Agency Workers (Employed by a Staffing Agency)
- More difficult to qualify due to inconsistent hours.
- Some staffing agencies deduct taxes and issue T4s, making it easier to prove income.
- Lenders will require two years of tax returns to verify earnings stability.
Seasonal Workers
- Higher risk due to employment gaps.
- Approval is easier if the worker has a consistent seasonal work history (e.g., 5+ years in the same job).
- Lenders may use a two-year average of income to qualify.
Temporary Foreign Workers
- Difficult to get approved without Permanent Residency (PR) or a work permit leading to PR.
- If on a closed work permit with a job offer for 1+ years, some lenders will consider the income.
- Requires higher down payments (10-35%) if the borrower is a non-resident.
Mortgage Options for Temporary Workers
A Lenders (Banks & Credit Unions)
- Best option if:
- The borrower has a history of contract renewals.
- They have been in the same industry for 2+ years.
- They have a strong credit score and low debt.
- Down payment: As low as 5% (if insured) but often requires 10-20% if income is inconsistent.
B Lenders (Alternative Lenders)
- More flexible with income verification.

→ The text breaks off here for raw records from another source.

PR #185, opened 2026-06-16
Replace regex reply modality with stateful override

kaieriksen:
## Summary
- remove English regex scanning for text/voice reply routing
- add persona+conversation scoped reply-mode override state with 10-minute idle expiry
- expose `phantombot reply-mode text|voice|default` and pass conversation context to harness subprocesses
- allow harness done metadata `replyMode` to apply the requested mode to the current reply

## Validation
- `bun test` — 1277 passed / 1 skipped
- `bun tsc --noEmit`
- `bun run build`
- `git diff --check`

Note: Bun was run via Docker (`oven/bun:1.2.17`) because `bun` is not on this host PATH.


andrewagrahamhodges (commented):
## Code Review: Replace regex reply modality with stateful override

**Author:** @kaieriksen | **Files:** 18 | **Verdict:** Comment Only

### Findings

| 1 | 🔵 Trivial | `src/lib/replyMode.ts` | 133 | `touchReplyModeOverride` saves on every active override even when `touchedAt` hasn't meaningfully changed — one extra write per turn is fine for chat, but a dirty-check would avoid it |
| 2 | 🔵 Trivial | `src/channels/core/engine.ts` | 784 | `conversationKey` is hardcoded to `telegram:` prefix — correct for the Telegram engine but would need updating for other channels (fine for current scope) |
| 3 | 🔵 Trivial | `src/lib/replyMode.ts` | 25 | Null-byte separator in key is safe for identifiers but unconventional — no issue, just noting the choice |

### What's Good
- **Clean architectural improvement**: Replacing 99 lines of regex scanning with stateful overrides is a clear win. The model decides the modality via a tool call (`phantombot reply-mode`), not string matching — natural-language interpretation belongs to the model, deterministic state enforcement belongs to the channel.
- **TTL semantics are intuitive**: 10-minute idle expiry with touch-to-extend on each user message. The `touchReplyModeOverride` function correctly skips the write when no override exists (read-only path for the common case).
- **`normalizeReplyModeRequest` is well-designed**: Maps "default", "clear", "auto", "disable", "disabled" all to the same internal `"default"` value. The prompt can use any of these and they all work.
- **Prompt instructions are concise**: The model gets clear `phantombot reply-mode text|voice|default|disable` commands with the 10-minute expiry explained. No ambiguity.
- **Harness env propagation**: All four harnesses now pass `req.conversation` to `withPersonaEnv`, exposing `PHANTOMBOT_CONVERSATION` to subprocesses. Clean one-line change per harness.
- **Post-harness reply mode application**: The `done` chunk's `meta.replyMode` is applied BEFORE the wire-format send, so the model can flip modality for the current reply (not just the next one). The test "done meta replyMode=voice sets state and applies to the current text turn" confirms this.
- **Test coverage**: Comprehensive — unit tests for `normalize`, `set/get/touch/expire/clear`; integration tests for voice-in+text-override, text-in+voice-override, done-meta-voice, done-meta-disable, no-TTS-fallback, and the critical "message wording no longer flips routing" test.
- **Backward-compatible prompt**: The old regex-based system was invisible to the model; the new system gives the model explicit control via tool calls. This is a better API surface.

<details>

```
No changes needed. The implementation is clean, well-tested, and architecturally superior to the regex-based approach it replaces.
```
</details>

andrewagrahamhodges (dismissed):
Clean architectural improvement. Replaces regex scanning with stateful overrides. Model decides modality via tool calls, not string matching. 10-min TTL with touch-to-extend. Post-harness done meta replyMode applies to current reply. All harnesses propagate PHANTOMBOT_CONVERSATION. Comprehensive tests. CI green. Approved.

src/channels/core/engine.ts
```diff
@@ -1085,6 +1097,7 @@ async function processChatMessage(
       }
       if (chunk.type === "done") {
         finalReply = chunk.finalText;
+        requestedReplyMode = normalizeReplyModeRequest(chunk.meta?.replyMode);
```
robertclawson, line 1101: Note for future readers: `chunk.meta?.replyMode` has no production producer today — only the test `ScriptedHarness` emits it; none of the live harnesses (claude/pi/codex/gemini) set it. So in production this is always `undefined` and the current-turn override logic further down is effectively forward-compat scaffolding. The only live switching path is the model calling `phantombot reply-mode …`, whose state is read at the *start* of the next turn. Flagging so it reads as a deliberate choice, not a surprise. Non-blocking.

src/channels/core/engine.ts
```diff
@@ -1217,6 +1230,23 @@ async function processChatMessage(
     outText = fullReply;
   }
 
+  if (requestedReplyMode === "default") {
```
robertclawson, line 1234: Consequence of the above: since nothing live emits `meta.replyMode`, this current-turn clear/apply block only runs under test. In production the override is read once at turn start (`touchReplyModeOverride`) and never re-read at turn end, so a mid-turn CLI write lands on the *next* turn. Net effect: a voice user who asks to switch to text still gets *this* acknowledgement as voice; only subsequent replies are text. The prompt does say "applies to following replies", so it's documented — just confirming it's intended. Same-turn switching would need a producer (a harness emitting `meta.replyMode` on `done`, or re-reading state here at end-of-turn). Non-blocking.

src/lib/replyMode.ts
```diff
@@ -0,0 +1,138 @@
...
+    return typeof parsed === "object" && parsed !== null
+      ? (parsed as StoredOverrides)
+      : {};
+  } catch (e) {
+    if ((e as NodeJS.ErrnoException).code === "ENOENT") return {};
+    throw e;
+  }
+}
+
+async function save(state: StoredOverrides, path = replyModeStatePath()): Promise<void> {
```
robertclawson, line 55: Minor: load→modify→save here is an unlocked read-modify-write over the whole-map JSON. Two conversations refreshing/expiring overrides concurrently could clobber each other (last-write-wins on the entire map). Very low severity for a single-user agent with rare writes, but worth a note if multi-conversation concurrency ever grows. Non-blocking.

robertclawson (dismissed):
Approving. Clean, well-tested implementation that aligns with the harness-owns-language / code-owns-state philosophy: the English-only regex modality scan is gone, replaced with model-driven `phantombot reply-mode` + deterministic TTL'd state. CI green, typecheck/build clean, good coverage (enforcement cases + lib TTL set/read/touch-extends/expiry/clear).

Three non-blocking observations inline. The main one: `meta.replyMode` has no live producer yet, so the current-turn switching path is forward-compat scaffolding and real behaviour keeps a one-turn lag — a deliberate, documented trade rather than a bug. Good to merge.

robertclawson (approved):
Re-approving after `d52c173e` ("Apply reply-mode tool changes to current reply").

This commit resolves the core finding from my previous reviews. The engine now re-reads the reply-mode state file at end-of-turn via `getReplyModeOverride`, so a model/tool call to `phantombot reply-mode text|voice|disable` affects the **current** reply — no longer dependent on a harness emitting `meta.replyMode` (which nothing live does). The one-turn lag is gone for the common cases.

The guard `if (willReplyWithVoice && (narrationBubblesSent > 0 || finalBubblesSent > 0)) willReplyWithVoice = false;` is the right call: switching **to text** applies immediately (always safe), switching **to voice** only applies same-turn if nothing was streamed yet, otherwise it defers — avoiding mixed wire formats in one answer. Clean reasoning.

Verification: CI green (test / typecheck / CodeQL / Analyze all pass), and the two new tests cover both the voice-set re-read and the disable mirror on the current turn.

Remaining note (non-blocking, unchanged): `src/lib/replyMode.ts` still does a plain `writeFile` read-modify-write with no atomic rename/lock — fine for a single-user agent, worth tightening if this ever goes multi-tenant. Not a merge blocker.

Good to merge.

- May accept 12-24 months of bank statements instead of NOAs.
- Higher interest rates due to increased risk.
- Good option for those with only one year of temporary work history.
Private Lenders
- Short-term mortgage solutions for borrowers with limited income proof.
- Higher down payments (20-35%) and higher interest rates apply.
- Ideal for borrowers who need time to transition to stable employment.
Summary
Temporary workers face additional scrutiny when applying for a mortgage in Canada, but approval is possible with strong income documentation, work history, and financial preparation. Lenders look for continuity in employment, stable earnings over two years, and a reasonable down payment. Those who struggle to meet traditional lender requirements can explore B lenders or private mortgage options. Proper planning and lender selection are key to securing a mortgage as a temporary worker.